In their freedom lies the freedom of India
The only silver lining was the new, young, confident leadership among Muslim youth who were no longer willing to bear the heavy cross of partition: women and men who were willing to stand up as full citizens for equal rights. The Hindutva State had to make an example of them— the Umar Khalids, the Gulfisha Fatimas, the Khalid Saifees, to name only a few.
In the Catholic Church, the spectacle of the Kerala bishop willing to sell his allegiance for the price of rubber told the tale! The failure to raise a tornado of protest both nationally and internationally on the cruel, degrading treatment to Father Stan Swamy and his murder by wilful neglect by all wings of the State machinery, is also an indictment.
Hinduism needs saving from Hindutva. Hindutva is to Hinduism what political Islam is to Islam or right-wing Protestantism was to the Nazis. Hindutva is the antithesis of Hinduism.
Much time has been lost with the peddling of myths of soft Hindutva. Secularism, as defined presently in Indian observance, needs revisiting. While clearly lacite is not the answer, elements from it will have to be incorporated in India where the lines of demarcation between the fundamentalist Hindutva supporter and the machinery of the Indian State are presently blurred.
The machinery of the State— the bureaucracy both at the Central and state levels, the judiciary, the police and other coercive organs of the State— will need some re-education. Not of the variety of the Stalinist purges and the Show trials, but clearly something akin to the benign deNazification that the British in particular conducted.

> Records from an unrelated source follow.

Issue #206, opened 2020-02-18
Snapshot Poller Unified Retry Handling


nhakmiller:
### Description

Currently there is not a standard way to handle errors/timeouts in the snapshot poller. Each service scanner decides how it will handle errors, when it will log and continue vs. exiting, when it will request a re-scan vs. fail all the way up so lambda retries the event, etc. This story is to unify this into one standardized method of error handling.

### Acceptance Criteria

All snapshot pollers will follow the same methodology when:

- Deciding when/how to initiate re-scans
- Deciding in general when to return an error, and when to log an error and continue
  - Deciding how to handle situations where enriching API calls for a resource return an error
- Handling timeouts

PR #1517, opened 2020-09-10
Fix snapshot poller errors

austinbyers:
## Background

When deployed to my dev account, the snapshot-poller fails to scan the IAM password policy:

```
IAM.GetAccountPasswordPolicy: NoSuchEntity: The Password Policy with domain name 101802775469 cannot be found.\n\tstatus code: 404
```

But we're specifically checking for that error code and ignoring it:

```go
if awsErr, ok := err.(awserr.Error); ok &&  awsErr.Code() == iam.ErrCodeNoSuchEntityException {
    // this means it does not exist, handle it accordingly...
}
```

So why isn't this triggering? Because the recent snapshot poller refactor (#206 ) made better use of the `errors` package for wrapping errors with context. This unfortunately means that you can no longer use a standard type assertion - a wrapped error is *not* of type `awserr.Error`.

So I've replaced everywhere in the codebase (mostly snapshot poller) `if awsErr, ok := err.(awserr.Error)` with `errors.As(err, &awsErr)`. Using `errors.As` works fine if the err is nil or if it is not wrapped, so it's safer to use this everywhere to prevent the bug from happening again

## Changes

- Use `errors.As` instead of awserr type assertions
- Use aws constants for error codes when possible
- Bump `policy-engine` memory and timeout to match the `rules-engine` (I saw `policy-engine` timeouts in the early stages of some of my test deployments)

## Testing

- Deployed to my dev acct - snapshot errors subsided
- Go playground to ensure I'm using the `errors` pkg correctly - https://play.golang.org/p/g0-iRVZiBl1

### DIFF
--- a/internal/compliance/snapshot_poller/pollers/aws/cloudformation_stack.go
+++ b/internal/compliance/snapshot_poller/pollers/aws/cloudformation_stack.go
@@ -130,13 +130,12 @@ func getStack(svc cloudformationiface.CloudFormationAPI, stackName string) (*clo
 		StackName: aws.String(stackName),
 	})
 	if err != nil {
-		if awsErr, ok := err.(awserr.Error); ok {
-			if awsErr.Message() == "Stack with id "+stackName+" does not exist" {
-				zap.L().Warn("tried to scan non-existent resource",
-					zap.String("resource", stackName),
-					zap.String("resourceType", awsmodels.CloudFormationStackSchema))
-				return nil, nil
-			}
+		var awsErr awserr.Error
+		if errors.As(err, &awsErr) && awsErr.Message() == "Stack with id "+stackName+" does not exist" {
+			zap.L().Warn("tried to scan non-existent resource",
+				zap.String("resource", stackName),
+				zap.String("resourceType", awsmodels.CloudFormationStackSchema))
+			return nil, nil
 		}
 		return nil, errors.Wrapf(err, "CloudFormation.DescribeStacks: %s", stackName)
 	}
@@ -175,8 +174,8 @@ func detectStackDrift(cloudformationSvc cloudformationiface.CloudFormationAPI, a
 		return detectionID.StackDriftDetectionId, nil
 	}
 
-	awsErr, ok := err.(awserr.Error)
-	if !ok || awsErr.Code() != "ValidationError" {
+	var awsErr awserr.Error
+	if !errors.As(err, &awsErr) || awsErr.Code() != "ValidationError" {
 		// Run of the mill error, stop scanning this resource
 		return nil, errors.Wrapf(err, "CloudFormation.DetectStackDrift: %s", aws.StringValue(arn))
 	}
--- a/internal/compliance/snapshot_poller/pollers/aws/cloudtrail.go
+++ b/internal/compliance/snapshot_poller/pollers/aws/cloudtrail.go
@@ -123,15 +123,14 @@ func getTrailStatus(svc cloudtrailiface.CloudTrailAPI, trailARN *string) (*cloud
 func listTagsCloudTrail(svc cloudtrailiface.CloudTrailAPI, trailArn *string) ([]*cloudtrail.Tag, error) {
 	out, err := svc.ListTags(&cloudtrail.ListTagsInput{ResourceIdList: []*string{trailArn}})
 	if err != nil {
-		if awsErr, ok := err.(awserr.Error); ok {
+		var awsErr awserr.Error
+		if errors.As(err, &awsErr) && awsErr.Code() == cloudtrail.ErrCodeARNInvalidException {
 			// At this point in the scan, we know the ARN is valid. This exception is thrown when you
 			// try to make a cloudtrail:ListTags API call on a trail in another account. The only
 			// trail that we would be scanning in another account is an organization trail, which we
 			// are going to discard at the end of the scan anyways so it doesn't matter what we
 			// return here as long as it's not an error.
-			if awsErr.Code() == cloudtrail.ErrCodeARNInvalidException {
-				return nil, nil
-			}
+			return nil, nil
 		}
 		return nil, errors.Wrapf(err, "CloudTrail.ListTags: %s", aws.StringValue(trailArn))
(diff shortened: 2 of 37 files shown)


internal/compliance/snapshot_poller/pollers/aws/redshift_cluster.go
```diff
@@ -89,13 +89,12 @@ func getRedshiftCluster(svc redshiftiface.RedshiftAPI, clusterID *string) (*reds
...
 	if err != nil {
-		if awsErr, ok := err.(awserr.Error); ok {
-			if awsErr.Code() == "ClusterNotFound" {
-				zap.L().Warn("tried to scan non-existent resource",
-					zap.String("resource", *clusterID),
-					zap.String("resourceType", awsmodels.RedshiftClusterSchema))
-				return nil, nil
-			}
+		var awsErr awserr.Error
+		if errors.As(err, &awsErr) && awsErr.Code() == redshift.ErrCodeClusterNotFoundFault {
```
austinbyers, line 93: I confirmed this constant is `ClusterNotFound`, not sure why that package chose to suffix all their names with "Fault", but it's not in the string

internal/compliance/snapshot_poller/pollers/aws/iam_user.go
```diff
@@ -525,7 +524,8 @@ func PollIAMUsers(pollerInput *awsmodels.ResourcePollerInput) ([]*apimodels.AddR
 	// Build the credential report for all users
 	userCredentialReports, err = buildCredentialReport(iamSvc)
 	if err != nil {
-		if awsErr, ok := err.(awserr.Error); ok {
+		var awsErr awserr.Error
+		if errors.As(err, &awsErr) && awsErr.Code() == throttlingErrorCode {
 			// Check if we got rate limited, which happens sometimes when the credential report takes a long time to generate
 			if awsErr.Code() == throttlingErrorCode {
```
nhakmiller, line 530: Can you remove the bottom conditional if we're including the condition in the top one?

internal/compliance/snapshot_poller/pollers/aws/s3_bucket.go
```diff
@@ -124,11 +124,10 @@ func getBucketLogging(s3Svc s3iface.S3API, bucketName *string) (*s3.GetBucketLog
 func getObjectLockConfiguration(s3Svc s3iface.S3API, bucketName *string) (*s3.ObjectLockConfiguration, error) {
 	out, err := s3Svc.GetObjectLockConfiguration(&s3.GetObjectLockConfigurationInput{Bucket: bucketName})
 	if err != nil {
-		if awsErr, ok := err.(awserr.Error); ok {
-			if awsErr.Code() == "ObjectLockConfigurationNotFoundError" {
-				zap.L().Debug("no object lock configuration found", zap.String("bucket", *bucketName))
-				return nil, nil
-			}
+		var awsErr awserr.Error
+		if errors.As(err, &awsErr) && awsErr.Code() == "ObjectLockConfigurationNotFoundError" {
```
nhakmiller, line 128: Oh this is actually a really big one, glad you got this.

nhakmiller (approved):

internal/compliance/snapshot_poller/pollers/aws/iam_user.go
austinbyers: Yep, good call, must have missed this one

austinbyers:
@nhakmiller and I also observed another common ops alarm - compliance-api warnings on every initial deployment. This is due to compliance status not yet existing when the resource-processor checks for it, and is expected behavior.

The core gateway-api logger was logging "Warn" messages for all 4XX errors, but we have ops alarms on warning messages. I've changed this logging to an "Info" for the same reason we had already removed CloudWatch alarms on API gateway 4XX alarms - 404 is not an error in the infra, it's the correct response from the API. We should not alarm on that behavior; the calling service would log an error if the response isn't what it expects

internal/compliance/snapshot_poller/pollers/aws/cloudformation_stack.go
```diff
@@ -175,8 +174,8 @@ func detectStackDrift(cloudformationSvc cloudformationiface.CloudFormationAPI, a
 		return detectionID.StackDriftDetectionId, nil
 	}
 
-	awsErr, ok := err.(awserr.Error)
-	if !ok || awsErr.Code() != "ValidationError" {
+	var awsErr awserr.Error
+	if !errors.As(err, &awsErr) || awsErr.Code() != "ValidationError" {
```
kostaspap, line 178: Shouldn't this be `&&`? If the casting fails, awsErr will be nil.

internal/compliance/snapshot_poller/pollers/aws/cloudtrail.go
```diff
@@ -123,15 +123,14 @@ func getTrailStatus(svc cloudtrailiface.CloudTrailAPI, trailARN *string) (*cloud
 func listTagsCloudTrail(svc cloudtrailiface.CloudTrailAPI, trailArn *string) ([]*cloudtrail.Tag, error) {
 	out, err := svc.ListTags(&cloudtrail.ListTagsInput{ResourceIdList: []*string{trailArn}})
 	if err != nil {
-		if awsErr, ok := err.(awserr.Error); ok {
+		var awsErr awserr.Error
+		if errors.As(err, &awsErr) && awsErr.Code() == cloudtrail.ErrCodeARNInvalidException {
```
kostaspap, line 127: We had a small utility function in Enterprise code that helps check AWS for such errors. I am backporting it here: https://github.com/panther-labs/panther/pull/1522

Do you think it makes sense to update that package with a new function e.g. `ContainsAnyError` in addition to the `IsAnyError`. Could help make this code compact

internal/compliance/snapshot_poller/pollers/aws/cloudformation_stack.go
austinbyers: Right, it's the negative condition, I tripped up on that at first as well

This must be accompanied with a Nuremberg-style tribunal with due process, open to international scrutiny for the Adolf Eichmann clones of Hindutva, both governmental and non-governmental. No more Shah Commissions, headed by a good judge whose work was corroded by all his staff on loan from the earlier Emergency bureaucracy, scuttled finally by a Union home ministry which was never brought to account for what it did in those dark 19 months, and pulped by Indira Gandhi in her second coming.
Eternal vigilance is the price of liberty
There are more imponderables left for your research to flesh out. What will the role of the army and the paramilitary forces be if the Hindutva government refuses to concede an electoral defeat? Is Bonapartism an idle fear in India given the experience of our region?
What is the meaning of military intelligence reinstating in its ranks an officer presently being tried in a criminal trial for bomb blasts aimed at the Muslims in Malegaon? How come no personnel from the Assam rifles or the army are facing prosecution for extrajudicial executions or, in plain English, cold-blooded murder? How come the paramilitary forces are the equivalent to the army in numerical strength, with at least four of them as heavily armed as the regular army?
If we are to make sure that democracy is not to be snuffed out in the next year or two, tweet, but also hit the dusty lanes of rural India to educate, propagate and peacefully agitate for the continuation of democracy.